- Source material -
PR #417, opened 2017-03-22
Smart pg_rewind

CyberDem0n:
Previously we were running pg_rewind only in limited amount of cases:
 * when we knew postgres was a master (no recovery.conf in data dir)
 * when we were doing a manual switchover to a specific node (no   guaranty that this node is the most up-to-date)
 * when a given node has nofailover tag (it could be ahead of new master)

This approach was kind of working in most of the cases, but sometimes we were executing pg_rewind when it was not necessary and in some other cases we were not executing it although it was needed.

The main idea of this PR is first try to figure out that we really need to run pg_rewind by analyzing timelineid, LSN and history file on master and replica and run it only if it's needed.


patroni/postgresql.py
```diff
@@ -292,6 +293,11 @@ def reload_config(self, config):
     def pending_restart(self):
         return self._pending_restart
 
+    @staticmethod
+    def configuration_allows_rewind(data):
+        return data.get('Current wal_log_hints setting', 'off') == 'on' \
+            or data.get('Data page checksum version', '0') != '0'
```
alexeyklyukin: We should also check that full_page_writes are enabled.

alexeyklyukin: Also, at the moment it checks only Postgres configuration. Is there any reason why doesn't it check Patroni configuration as well?

patroni/postgresql.py
```diff
@@ -931,139 +938,155 @@ def controldata(self):
...
-                        name = name.strip('-')
-                        result[name] = val
-        except IOError:
-            logger.exception('Error when reading postmaster.opts')
-        return result
+            with self._get_replication_connection_cursor(**leader.conn_kwargs()) as cur:
+                cur.execute('IDENTIFY_SYSTEM')
+                master_timeline = cur.fetchone()[1]
+                logger.error('master_timeline=%s', master_timeline)
+                if local_timeline > master_timeline:  # Not always supported by pg_rewind
```
alexeyklyukin: I think we should call get_timeline_lsn here as well, and pass the 'local' boolean flag instead of calling _get_local_timeline_lsn in order to check pg_controldata.

alexeyklyukin: I think we need to check our version, on 9.5 or below we know it is not supported, but how is it event possible when all nodes are managed by Patroni?

patroni/postgresql.py
CyberDem0n: In this regards there is nothing changed comparing to the old version.
We were checking only pg_controldata output.

patroni/postgresql.py
CyberDem0n: I was thinking about it, but: here it reuses the same connection to fetch history file.

CyberDem0n: Do we care?

On 9.5 and earlier pg_rewind will simply fail and that is fine, because afterwards either Patroni will remove data directory and reinitialize it or it will have _rewind_state = 'rewind_failed'.
We can think about exposing this state somewhere in some cases...

patroni/postgresql.py
alexeyklyukin: Yes, my first comment is exactly that we didn't check full_page_writes, but we should.
The second comment dealt with doing various configuration checks in different functions, the PostgreSQL's in configuration_allows_rewind and Patroni's in can_rewind. Wouldn't it make sense to put them all together?

patroni/postgresql.py
```diff
@@ -931,139 +938,152 @@ def controldata(self):
...
-                        name = name.strip('-')
-                        result[name] = val
-        except IOError:
-            logger.exception('Error when reading postmaster.opts')
-        return result
+            with self._get_replication_connection_cursor(**leader.conn_kwargs()) as cur:
+                cur.execute('IDENTIFY_SYSTEM')
+                master_timeline = cur.fetchone()[1]
+                logger.info('master_timeline=%s', master_timeline)
+                if local_timeline > master_timeline:  # Not always supported by pg_rewind
```
alexeyklyukin: Check PostgreSQL >= 9.6. How is it even possible with the cluster managed by Patroni (we are running the former master that must be more than 1 timeline ahead of the recently promoted one, which means it was at least 2 timelines ahead when running as a master before the recent promotion)

patroni/postgresql.py
CyberDem0n: > we didn't check full_page_writes, but we should.

How exactly do you want to check it? Current setting on master? And what if it was enabled just a few moments ago?

alexeyklyukin:
👍

CyberDem0n:
:+1:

- Task instructions -
Give the records again, exactly as they appear.

- Output -
PR #417, opened 2017-03-22
Smart pg_rewind

CyberDem0n:
Previously we were running pg_rewind only in limited amount of cases:
 * when we knew postgres was a master (no recovery.conf in data dir)
 * when we were doing a manual switchover to a specific node (no   guaranty that this node is the most up-to-date)
 * when a given node has nofailover tag (it could be ahead of new master)

This approach was kind of working in most of the cases, but sometimes we were executing pg_rewind when it was not necessary and in some other cases we were not executing it although it was needed.

The main idea of this PR is first try to figure out that we really need to run pg_rewind by analyzing timelineid, LSN and history file on master and replica and run it only if it's needed.


patroni/postgresql.py
```diff
@@ -292,6 +293,11 @@ def reload_config(self, config):
     def pending_restart(self):
         return self._pending_restart
 
+    @staticmethod
+    def configuration_allows_rewind(data):
+        return data.get('Current wal_log_hints setting', 'off') == 'on' \
+            or data.get('Data page checksum version', '0') != '0'
```
alexeyklyukin: We should also check that full_page_writes are enabled.

alexeyklyukin: Also, at the moment it checks only Postgres configuration. Is there any reason why doesn't it check Patroni configuration as well?

patroni/postgresql.py
```diff
@@ -931,139 +938,155 @@ def controldata(self):
...
-                        name = name.strip('-')
-                        result[name] = val
-        except IOError:
-            logger.exception('Error when reading postmaster.opts')
-        return result
+            with self._get_replication_connection_cursor(**leader.conn_kwargs()) as cur:
+                cur.execute('IDENTIFY_SYSTEM')
+                master_timeline = cur.fetchone()[1]
+                logger.error('master_timeline=%s', master_timeline)
+                if local_timeline > master_timeline:  # Not always supported by pg_rewind
```
alexeyklyukin: I think we should call get_timeline_lsn here as well, and pass the 'local' boolean flag instead of calling _get_local_timeline_lsn in order to check pg_controldata.

alexeyklyukin: I think we need to check our version, on 9.5 or below we know it is not supported, but how is it event possible when all nodes are managed by Patroni?

patroni/postgresql.py
CyberDem0n: In this regards there is nothing changed comparing to the old version.
We were checking only pg_controldata output.

patroni/postgresql.py
CyberDem0n: I was thinking about it, but: here it reuses the same connection to fetch history file.

CyberDem0n: Do we care?

On 9.5 and earlier pg_rewind will simply fail and that is fine, because afterwards either Patroni will remove data directory and reinitialize it or it will have _rewind_state = 'rewind_failed'.
We can think about exposing this state somewhere in some cases...

patroni/postgresql.py
alexeyklyukin: Yes, my first comment is exactly that we didn't check full_page_writes, but we should.
The second comment dealt with doing various configuration checks in different functions, the PostgreSQL's in configuration_allows_rewind and Patroni's in can_rewind. Wouldn't it make sense to put them all together?

patroni/postgresql.py
```diff
@@ -931,139 +938,152 @@ def controldata(self):
...
-                        name = name.strip('-')
-                        result[name] = val
-        except IOError:
-            logger.exception('Error when reading postmaster.opts')
-        return result
+            with self._get_replication_connection_cursor(**leader.conn_kwargs()) as cur:
+                cur.execute('IDENTIFY_SYSTEM')
+                master_timeline = cur.fetchone()[1]
+                logger.info('master_timeline=%s', master_timeline)
+                if local_timeline > master_timeline:  # Not always supported by pg_rewind
```
alexeyklyukin: Check PostgreSQL >= 9.6. How is it even possible with the cluster managed by Patroni (we are running the former master that must be more than 1 timeline ahead of the recently promoted one, which means it was at least 2 timelines ahead when running as a master before the recent promotion)

patroni/postgresql.py
CyberDem0n: > we didn't check full_page_writes, but we should.

How exactly do you want to check it? Current setting on master? And what if it was enabled just a few moments ago?

alexeyklyukin:
👍

CyberDem0n:
:+1:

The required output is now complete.